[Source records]
= = = = =

PR #418, opened 2022-01-18
Move engine transactions module to engine-transactions crate

mrLSD:
Move engine `transactions` module to `engine-transactions` crate.

Transactions types should be independent of `engine` crate. It will be easy to reuse only transactions types.

### DIFF
--- a/engine-standalone-storage/Cargo.toml
+++ b/engine-standalone-storage/Cargo.toml
@@ -17,6 +17,7 @@ crate-type = ["lib"]
 aurora-engine = { path = "../engine", default-features = false, features = ["std"] }
 aurora-engine-types = { path = "../engine-types", default-features = false, features = ["std"] }
 aurora-engine-sdk = { path = "../engine-sdk", default-features = false, features = ["std"] }
+aurora-engine-transactions = { path = "../engine-transactions", default-features = false }
 borsh = { version = "0.8.2" }
 evm-core = { git = "https://github.com/aurora-is-near/sputnikvm.git", default-features = false }
 rocksdb = "0.16.0"
--- a/engine-standalone-storage/Cargo.toml
+++ b/engine-standalone-storage/Cargo.toml
@@ -2,7 +2,7 @@
 name = "engine-standalone-storage"
 version = "0.1.0"
 edition = "2018"
-authors = ["Aurora <hello@aurora.dev>"]
+authors = ["Aurora Labs <hello@aurora.dev>"]
 description = "Aurora engine standalone storage library. Provides the storage backend used by the standalone engine."
 homepage = "https://github.com/aurora-is-near/aurora-engine"
 repository = "https://github.com/aurora-is-near/aurora-engine"
--- a/engine-standalone-storage/Cargo.toml
+++ b/engine-standalone-storage/Cargo.toml
@@ -17,7 +17,7 @@ crate-type = ["lib"]
 aurora-engine = { path = "../engine", default-features = false, features = ["std"] }
 aurora-engine-types = { path = "../engine-types", default-features = false, features = ["std"] }
 aurora-engine-sdk = { path = "../engine-sdk", default-features = false, features = ["std"] }
-aurora-engine-transactions = { path = "../engine-transactions", default-features = false }
+aurora-engine-transactions = { path = "../engine-transactions", default-features = false, features = ["std"] }
 borsh = { version = "0.8.2" }
 evm-core = { git = "https://github.com/aurora-is-near/sputnikvm.git", default-features = false }
 rocksdb = "0.16.0"
--- a/engine-tests/Cargo.toml
+++ b/engine-tests/Cargo.toml
@@ -1,7 +1,7 @@
 [package]
 name = "aurora-engine-tests"
 version = "1.0.0"
-authors = ["NEAR <hello@near.org>"]
+authors = ["Aurora Labs <hello@aurora.dev>"]
 edition = "2018"
 description = ""
 documentation = ""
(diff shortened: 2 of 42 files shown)


engine-transactions/Cargo.toml
```diff
@@ -0,0 +1,24 @@
+[package]
+name = "aurora-engine-transactions"
+version = "1.0.0"
+authors = ["NEAR <hello@near.org>"]
```
birchmd, line 4: Do we not have our own author email?

engine-transactions/Cargo.toml
```diff
@@ -0,0 +1,24 @@
...
+[dependencies]
+aurora-engine-types = { path = "../engine-types", default-features = false }
+aurora-engine-sdk = { path = "../engine-sdk", default-features = false }
+aurora-engine-precompiles = { path = "../engine-precompiles", default-features = false }
+evm = { git = "https://github.com/aurora-is-near/sputnikvm.git", default-features = false }
+rlp = { version = "0.5.0", default-features = false }
+hex = { version = "0.4", default-features = false, features = ["alloc"] }
+
+[features]
+std = ["aurora-engine-types/std", "aurora-engine-precompiles/std"]
```
birchmd, line 24: Probably should also have

```
"evm/std", "rlp/std", "hex/std"
```

assuming each of those crates also have a `std` feature.

engine/Cargo.toml
```diff
@@ -19,6 +19,7 @@ crate-type = ["cdylib", "rlib"]
 aurora-engine-types = { path = "../engine-types", default-features = false }
 aurora-engine-sdk = { path = "../engine-sdk", default-features = false }
 aurora-engine-precompiles = { path = "../engine-precompiles", default-features = false }
+aurora-engine-transactions = { path = "../engine-transactions", default-features = false }
```
birchmd, line 22: Should also include this new crate in the `std` features list below (outside the diff, so I can't comment on it directly)

engine-transactions/src/lib.rs
```diff
@@ -1,5 +1,9 @@
-use crate::prelude::types::{Address, Wei};
-use crate::prelude::{vec, TryFrom, Vec, H160, U256};
+#![cfg_attr(not(feature = "std"), no_std)]
+#![cfg_attr(not(feature = "std"), feature(alloc_error_handler))]
+#![cfg_attr(feature = "log", feature(panic_info_message))]
```
birchmd, line 3: Are these features needed?

birchmd (commented):
Looks pretty good to me, just some minor comments.

engine-transactions/Cargo.toml
joshuajbouw: We should update that, its like that throughout our library. Update it here for now, then we can address the rest in a further PR.

engine-transactions/src/lib.rs
joshuajbouw: They shouldn't be, unless we are using something from std.

engine-tests/Cargo.toml
```diff
@@ -17,6 +17,7 @@ aurora-engine = { path = "../engine", default-features = false, features = ["std
 aurora-engine-types = { path = "../engine-types", default-features = false, features = ["std"] }
 aurora-engine-sdk = { path = "../engine-sdk", default-features = false, features = ["std"] }
 aurora-engine-precompiles = { path = "../engine-precompiles", default-features = false, features = ["std"] }
+aurora-engine-transactions = { path = "../engine-transactions", default-features = false }
```
joshuajbouw, line 20: For consistency, we should retain `features = ["std]`

joshuajbouw (changes requested):

engine-transactions/src/lib.rs
mrLSD: We use `std` for tests. Without that, we can't run tests.

engine-standalone-storage/Cargo.toml
```diff
@@ -17,6 +17,7 @@ crate-type = ["lib"]
 aurora-engine = { path = "../engine", default-features = false, features = ["std"] }
 aurora-engine-types = { path = "../engine-types", default-features = false, features = ["std"] }
 aurora-engine-sdk = { path = "../engine-sdk", default-features = false, features = ["std"] }
+aurora-engine-transactions = { path = "../engine-transactions", default-features = false }
```
birchmd, line 20:
```suggestion
aurora-engine-transactions = { path = "../engine-transactions", default-features = false, features = ["std"] }
```

engine-transactions/src/lib.rs
```diff
@@ -1,5 +1,8 @@
-use crate::prelude::types::{Address, Wei};
-use crate::prelude::{vec, TryFrom, Vec, H160, U256};
+#![cfg_attr(not(feature = "std"), no_std)]
+#![cfg_attr(not(feature = "std"), feature(alloc_error_handler))]
```
birchmd, line 2: Should be able to delete this too I think

mrLSD: I can't tests without that:
```
error[E0152]: found duplicate lang item `panic_impl`
  --> engine/src/lib.rs:36:1
   |
36 | pub unsafe fn on_panic(info: &::core::panic::PanicInfo) -> ! {
   | ^^^^^^^^^^^^^^^^^^^^^^^^^^^^^^^^^^^^^^^^^^^^^^^^^^^^^^^^^^^^
   |
   = note: the lang item is first defined in crate `std` (which `aurora_engine_transactions` depends on)
   = note: first definition in `std` loaded from /Users/anymacstore/.rustup/toolchains/nightly-2021-08-01-x86_64-apple-darwin/lib/rustlib/wasm32-unknown-unknown/lib/libstd-ccdba070b604d7bc.rlib
   = note: second definition in the local crate (`aurora_engine`)

error[E0152]: found duplicate lang item `oom`
  --> engine/src/lib.rs:59:1
   |
59 | pub unsafe fn on_alloc_error(_: core::alloc::Layout) -> ! {
   | ^^^^^^^^^^^^^^^^^^^^^^^^^^^^^^^^^^^^^^^^^^^^^^^^^^^^^^^^^
   |
   = note: the lang item is first defined in crate `std` (which `aurora_engine_transactions` depends on)
   = note: first definition in `std` loaded from /Users/anymacstore/.rustup/toolchains/nightly-2021-08-01-x86_64-apple-darwin/lib/rustlib/wasm32-unknown-unknown/lib/libstd-ccdba070b604d7bc.rlib
   = note: second definition in the local crate (`aurora_engine`)

For more information about this error, try `rustc --explain E0152`.
error: could not compile `aurora-engine` due to 2 previous errors
```

joshuajbouw (approved):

= = = = =

What this task involves: Each line of the data must be copied exactly as it appears.

Result of this task:
PR #418, opened 2022-01-18
Move engine transactions module to engine-transactions crate

mrLSD:
Move engine `transactions` module to `engine-transactions` crate.

Transactions types should be independent of `engine` crate. It will be easy to reuse only transactions types.

### DIFF
--- a/engine-standalone-storage/Cargo.toml
+++ b/engine-standalone-storage/Cargo.toml
@@ -17,6 +17,7 @@ crate-type = ["lib"]
 aurora-engine = { path = "../engine", default-features = false, features = ["std"] }
 aurora-engine-types = { path = "../engine-types", default-features = false, features = ["std"] }
 aurora-engine-sdk = { path = "../engine-sdk", default-features = false, features = ["std"] }
+aurora-engine-transactions = { path = "../engine-transactions", default-features = false }
 borsh = { version = "0.8.2" }
 evm-core = { git = "https://github.com/aurora-is-near/sputnikvm.git", default-features = false }
 rocksdb = "0.16.0"
--- a/engine-standalone-storage/Cargo.toml
+++ b/engine-standalone-storage/Cargo.toml
@@ -2,7 +2,7 @@
 name = "engine-standalone-storage"
 version = "0.1.0"
 edition = "2018"
-authors = ["Aurora <hello@aurora.dev>"]
+authors = ["Aurora Labs <hello@aurora.dev>"]
 description = "Aurora engine standalone storage library. Provides the storage backend used by the standalone engine."
 homepage = "https://github.com/aurora-is-near/aurora-engine"
 repository = "https://github.com/aurora-is-near/aurora-engine"
--- a/engine-standalone-storage/Cargo.toml
+++ b/engine-standalone-storage/Cargo.toml
@@ -17,7 +17,7 @@ crate-type = ["lib"]
 aurora-engine = { path = "../engine", default-features = false, features = ["std"] }
 aurora-engine-types = { path = "../engine-types", default-features = false, features = ["std"] }
 aurora-engine-sdk = { path = "../engine-sdk", default-features = false, features = ["std"] }
-aurora-engine-transactions = { path = "../engine-transactions", default-features = false }
+aurora-engine-transactions = { path = "../engine-transactions", default-features = false, features = ["std"] }
 borsh = { version = "0.8.2" }
 evm-core = { git = "https://github.com/aurora-is-near/sputnikvm.git", default-features = false }
 rocksdb = "0.16.0"
--- a/engine-tests/Cargo.toml
+++ b/engine-tests/Cargo.toml
@@ -1,7 +1,7 @@
 [package]
 name = "aurora-engine-tests"
 version = "1.0.0"
-authors = ["NEAR <hello@near.org>"]
+authors = ["Aurora Labs <hello@aurora.dev>"]
 edition = "2018"
 description = ""
 documentation = ""
(diff shortened: 2 of 42 files shown)


engine-transactions/Cargo.toml
```diff
@@ -0,0 +1,24 @@
+[package]
+name = "aurora-engine-transactions"
+version = "1.0.0"
+authors = ["NEAR <hello@near.org>"]
```
birchmd, line 4: Do we not have our own author email?

engine-transactions/Cargo.toml
```diff
@@ -0,0 +1,24 @@
...
+[dependencies]
+aurora-engine-types = { path = "../engine-types", default-features = false }
+aurora-engine-sdk = { path = "../engine-sdk", default-features = false }
+aurora-engine-precompiles = { path = "../engine-precompiles", default-features = false }
+evm = { git = "https://github.com/aurora-is-near/sputnikvm.git", default-features = false }
+rlp = { version = "0.5.0", default-features = false }
+hex = { version = "0.4", default-features = false, features = ["alloc"] }
+
+[features]
+std = ["aurora-engine-types/std", "aurora-engine-precompiles/std"]
```
birchmd, line 24: Probably should also have

```
"evm/std", "rlp/std", "hex/std"
```

assuming each of those crates also have a `std` feature.

engine/Cargo.toml
```diff
@@ -19,6 +19,7 @@ crate-type = ["cdylib", "rlib"]
 aurora-engine-types = { path = "../engine-types", default-features = false }
 aurora-engine-sdk = { path = "../engine-sdk", default-features = false }
 aurora-engine-precompiles = { path = "../engine-precompiles", default-features = false }
+aurora-engine-transactions = { path = "../engine-transactions", default-features = false }
```
birchmd, line 22: Should also include this new crate in the `std` features list below (outside the diff, so I can't comment on it directly)

engine-transactions/src/lib.rs
```diff
@@ -1,5 +1,9 @@
-use crate::prelude::types::{Address, Wei};
-use crate::prelude::{vec, TryFrom, Vec, H160, U256};
+#![cfg_attr(not(feature = "std"), no_std)]
+#![cfg_attr(not(feature = "std"), feature(alloc_error_handler))]
+#![cfg_attr(feature = "log", feature(panic_info_message))]
```
birchmd, line 3: Are these features needed?

birchmd (commented):
Looks pretty good to me, just some minor comments.

engine-transactions/Cargo.toml
joshuajbouw: We should update that, its like that throughout our library. Update it here for now, then we can address the rest in a further PR.

engine-transactions/src/lib.rs
joshuajbouw: They shouldn't be, unless we are using something from std.

engine-tests/Cargo.toml
```diff
@@ -17,6 +17,7 @@ aurora-engine = { path = "../engine", default-features = false, features = ["std
 aurora-engine-types = { path = "../engine-types", default-features = false, features = ["std"] }
 aurora-engine-sdk = { path = "../engine-sdk", default-features = false, features = ["std"] }
 aurora-engine-precompiles = { path = "../engine-precompiles", default-features = false, features = ["std"] }
+aurora-engine-transactions = { path = "../engine-transactions", default-features = false }
```
joshuajbouw, line 20: For consistency, we should retain `features = ["std]`

joshuajbouw (changes requested):

engine-transactions/src/lib.rs
mrLSD: We use `std` for tests. Without that, we can't run tests.

engine-standalone-storage/Cargo.toml
```diff
@@ -17,6 +17,7 @@ crate-type = ["lib"]
 aurora-engine = { path = "../engine", default-features = false, features = ["std"] }
 aurora-engine-types = { path = "../engine-types", default-features = false, features = ["std"] }
 aurora-engine-sdk = { path = "../engine-sdk", default-features = false, features = ["std"] }
+aurora-engine-transactions = { path = "../engine-transactions", default-features = false }
```
birchmd, line 20:
```suggestion
aurora-engine-transactions = { path = "../engine-transactions", default-features = false, features = ["std"] }
```

engine-transactions/src/lib.rs
```diff
@@ -1,5 +1,8 @@
-use crate::prelude::types::{Address, Wei};
-use crate::prelude::{vec, TryFrom, Vec, H160, U256};
+#![cfg_attr(not(feature = "std"), no_std)]
+#![cfg_attr(not(feature = "std"), feature(alloc_error_handler))]
```
birchmd, line 2: Should be able to delete this too I think

mrLSD: I can't tests without that:
```
error[E0152]: found duplicate lang item `panic_impl`
  --> engine/src/lib.rs:36:1
   |
36 | pub unsafe fn on_panic(info: &::core::panic::PanicInfo) -> ! {
   | ^^^^^^^^^^^^^^^^^^^^^^^^^^^^^^^^^^^^^^^^^^^^^^^^^^^^^^^^^^^^
   |
   = note: the lang item is first defined in crate `std` (which `aurora_engine_transactions` depends on)
   = note: first definition in `std` loaded from /Users/anymacstore/.rustup/toolchains/nightly-2021-08-01-x86_64-apple-darwin/lib/rustlib/wasm32-unknown-unknown/lib/libstd-ccdba070b604d7bc.rlib
   = note: second definition in the local crate (`aurora_engine`)

error[E0152]: found duplicate lang item `oom`
  --> engine/src/lib.rs:59:1
   |
59 | pub unsafe fn on_alloc_error(_: core::alloc::Layout) -> ! {
   | ^^^^^^^^^^^^^^^^^^^^^^^^^^^^^^^^^^^^^^^^^^^^^^^^^^^^^^^^^
   |
   = note: the lang item is first defined in crate `std` (which `aurora_engine_transactions` depends on)
   = note: first definition in `std` loaded from /Users/anymacstore/.rustup/toolchains/nightly-2021-08-01-x86_64-apple-darwin/lib/rustlib/wasm32-unknown-unknown/lib/libstd-ccdba070b604d7bc.rlib
   = note: second definition in the local crate (`aurora_engine`)

For more information about this error, try `rustc --explain E0152`.
error: could not compile `aurora-engine` due to 2 previous errors
```

joshuajbouw (approved):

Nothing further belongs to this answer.